# I have a challenge ....



## Jack "Pappy" Lewis (May 24, 2016)

I have this old 1943 Army Rifle Bayonet....the handle is broke on one side and the thing is pretty well pitted from years of use and time .... Thinking about turning it into a cool sheath knife...but I am stumped on how to start out....anyone ever convert one?

Reactions: Like 3


----------



## Kevin (May 24, 2016)




----------



## ripjack13 (May 25, 2016)

I haven't, but I'm interested in the process if you do it....


----------



## ironman123 (May 25, 2016)

Watching with great interest.


----------



## Josh Hobdey (May 25, 2016)

WWII antiques. I think they are pretty cool as is! Just IMO.


----------



## MKTacop (May 25, 2016)




----------



## Jack "Pappy" Lewis (May 25, 2016)

I think refurbishing it would be a part of its continuing service to the folks that served ... to see a change in its appearance is one thing to see a change in its purpose would be another... to hold this bayonet in your hands is like holding the hand of the person who used it in battle, so i wanted to change it's appeal to make it a more comfortable utensil in the world of today...

Reactions: Like 1


----------



## Schroedc (May 25, 2016)

Haven't done it with a bayonet but have with other knives.
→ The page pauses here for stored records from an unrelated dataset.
Issue #1113, opened 2023-12-11
30$: report misleading indentation for braceless if/etc.


strager:
```javascript
if (x)
  if (y)
    z();
else
  w();
```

If it were mine, I'd look at repairing the handle with all new wood, Maybe a rosewood or something funky to really make it pop and then cut it down something like this and make a sheath for it---

(Not my picture, just something I fount on the interwebz to illustrate my thought)

Reactions: Way Cool 1


----------



## ripjack13 (May 25, 2016)

Maybe @robert flynt could suggest something? He hasn't seen this yet....


----------